PR #119, opened 2019-01-10
Codereview #2 of 4 (Pratesi) from 17 (Ton)

leopra:
Hello @AndreaTonUnipd
Here is my code for the review, in summary i was working on the blur recognition so i created a gallery that show all the images from the OCR folder nad shows them while calculating the blur value of every image.
I created a new object called BlurObject that holds every image with it's value and i added a specific Adapter to show all the images in a list.
(In the class cameraActivity is only shown the method blurValue , no review needed)
Thanks a lot for your time
Leonardo

### DIFF
--- a/app/src/main/java/unipd/se18/ocrcamera/BlurGalleryActivity.java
══════════
Task prompt → All that is needed is a number: the count of lines in the listing that hold "created".

Answer → 2